### INPUT DATA:
#####

PR #163, opened 2025-06-19
Add algorithm to create links between calo hits and mc particles

giovannimarchiori:
BEGINRELEASENOTES
- Introduce a new Gaudi algorithm that can create a link collection between multiple input CalorimeterHit collections and MCParticles
ENDRELEASENOTES

Note: similar to what is done in Marlin in https://github.com/iLCSoft/MarlinReco/blob/master/Analysis/RecoMCTruthLink/src/RecoMCTruthLinker.cc
CLD reco uses a wrapper of that tool to save various links to truth in their output
For mlpf for ALLEGRO we need the calohit<->mcparticle links

### DIFF
--- a/RecCalorimeter/src/components/CreateHitTruthLinks.cpp
+++ b/RecCalorimeter/src/components/CreateHitTruthLinks.cpp
@@ -7,10 +7,7 @@ DECLARE_COMPONENT(CreateHitTruthLinks)
 
 CreateHitTruthLinks::CreateHitTruthLinks(const std::string& name, ISvcLocator* svcLoc)
     : Gaudi::Algorithm(name, svcLoc) {
-  //declareProperty("hits", m_hits, "Hits collection (input)");
-  //declareProperty("cells", m_cells, "Cell collection (input)");
   declareProperty("mcparticles", m_mcparticles, "MC particles collection (input)");
-  //declareProperty("cell_hit_links", m_cell_hit_links, "The links between cells and hits (input)");
   declareProperty("cell_mcparticle_links", m_cell_mcparticle_links, "The links between cells and MC particles (output)");
 }
 
--- a/RecCalorimeter/src/components/CreateHitTruthLinks.cpp
+++ b/RecCalorimeter/src/components/CreateHitTruthLinks.cpp
@@ -30,6 +30,7 @@ StatusCode CreateHitTruthLinks::initialize() {
     }
   }
 
+  /*
   for (const auto& col : m_cellCollections) {
     debug() << "Creating handle for input cell (CalorimeterHit) collection : " << col << endmsg;
     try {
@@ -40,6 +41,7 @@ StatusCode CreateHitTruthLinks::initialize() {
       return StatusCode::FAILURE;
     }
   }
+  */
 
   for (const auto& col : m_cell_hit_linkCollections) {
     debug() << "Creating handle for input cell-hit link collection : " << col << endmsg;
@@ -376,7 +378,7 @@ StatusCode CreateHitTruthLinks::execute(const EventContext&) const {
                         debug() << "starts_in_tracker, has_pi0, has_bs, gmother_in_calo : " <<  starts_in_tracker << " " << has_pi0 << " " <<  has_bs << " " << gmother_in_calo << endmsg;
                         if ( starts_in_tracker == 1 ) {
                           // this_Kid is a clear-cut hit-originator
-                          // this_Kid started before the calo, and is the one\
+                          // this_Kid started before the calo, and is the one
                           // the hit should be attributed to
                           remap_as_you_go[index_mcp] = index_this_Kid;
                           index_mcp = index_this_Kid;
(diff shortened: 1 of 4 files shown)


BrieucF:
> I calculate the weight of a link as the fraction of energy of a calo hit being due to a given particle, and most of my weights are close to 1. On the other hand, the weights from the marlin alg are quite close to zero...

What process is it? For particle guns, I expect weights == 1 in all cases if you go back to the primary MC particle

giovannimarchiori:
It's a multiple particle gun, in each events there are 10-15 particles in a given cone

RecCalorimeter/src/components/CreateHitTruthLinks.cpp
```diff
@@ -0,0 +1,533 @@
...
+
+    // Loop over the G4 hits, find the associated calo hits, then loop over the G4 hit contribution to calculate contribution of each MCParticle to the calo hit
+    for (const auto &simHit : *simCalorimeterHits){
+
+      debug() << "Processing new sim hit: " << endmsg;
+      std::map< size_t , double > simHitMapEnergy ;  //  counts total energy for every MCParticle
+      int nhits = 0;
+      for (const auto &assoc : *caloHitSimCaloHitLinks)
+      {
+        if (assoc.getTo() == simHit) {
```
BrieucF, line 94: Why do you need to loop first on SimHits, then on the link? Would'nt just loop over the link work?

RecCalorimeter/src/components/CreateHitTruthLinks.cpp
```diff
@@ -0,0 +1,533 @@
...
+                    {
+                      const edm4hep::MCParticle& mother = mcparticles->at(index_mother);
+                      debug() << "shower-part mother "<<mother.id()
+                              << " gs "<<mother.getGeneratorStatus()
+                              << " dint "<<mother.isDecayedInTracker()
+                              << " bs "<<mother.isBackscatter()
+                              << " ndi "<<mother.vertexIsNotEndpointOfParent()
+                              << " npar "<<mother.getParents().size()
+                              << " pdg "<<mother.getPDG() << endmsg;
+                    }
```
BrieucF, line 209: why do you encapsulate this?

RecCalorimeter/src/components/CreateHitTruthLinks.h
```diff
@@ -0,0 +1,68 @@
...
+  virtual ~CreateHitTruthLinks();
+
+private:
+  /// List of input sim calo hit collections
+  Gaudi::Property<std::vector<std::string>> m_hitCollections{
+    this, "hits", {}, "Names of SimCalorimeterHit collections to read"};
+  /// the vector of input k4FWCore::DataHandles for the input hit collections
+  std::vector<k4FWCore::DataHandle<edm4hep::SimCalorimeterHitCollection>*> m_hitCollectionHandles;
+
+  /// List of input cell collections (not used explicitly - should it be defined anyway?)
```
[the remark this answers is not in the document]
giovannimarchiori: removed

RecCalorimeter/src/components/CreateHitTruthLinks.cpp
```diff
@@ -0,0 +1,533 @@
...
+
+StatusCode CreateHitTruthLinks::execute(const EventContext&) const {
+
+  // map from true tracks linked to hit contributions to
+  // those that really should have been linked
+  std::map< int , int > remap_as_you_go ;
+  bool doRemapping = true;  // for debug
+
+  // create cell<->particle links
+  edm4hep::CaloHitMCParticleLinkCollection* caloHitMCParticleLinkCollection = new edm4hep::CaloHitMCParticleLinkCollection();
```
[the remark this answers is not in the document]
giovannimarchiori: done

giovannimarchiori:
And these are the weights from running the test on Pythia ee->Z->qq
Screenshot 2025-06-25 at 14 46 40

BrieucF:
Thanks Giovanni, the weight we have seem reasonable, I am actually surprised by the weights obtained from CLD. Have you already propagated this to a next step to see if it does not go crazy?

giovannimarchiori:
I don't have yet a code that makes some significant use of these weights. The flattening code to create the input trees for MLPF reads these weights, I think to decide which is the "best" particle associated to a calo hit, but have no feeling of how different would the results be if these weights were changed. 
Do you think we can proceed with this PR as is?

BrieucF:
> I don't have yet a code that makes some significant use of these weights. The flattening code to create the input trees for MLPF reads these weights, I think to decide which is the "best" particle associated to a calo hit, but have no feeling of how different would the results be if these weights were changed. Do you think we can proceed with this PR as is?

If really in a rush we could, but I would prefer to sort this double loop issue (getting rid of the current unnecessary nested loop seems an easy improvement worth trying).

RecCalorimeter/src/components/CreateHitTruthLinks.cpp
giovannimarchiori: fixed

giovannimarchiori:
I removed the extra loop and checked that the results are identical. Can we now move on?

#####

### WHAT THE TASK REQUIRES:
Which lines in the data above contain "svcLoc"? Show each one.

### SOLUTION TO THIS PROBLEM:
 CreateHitTruthLinks::CreateHitTruthLinks(const std::string& name, ISvcLocator* svcLoc)
     : Gaudi::Algorithm(name, svcLoc) {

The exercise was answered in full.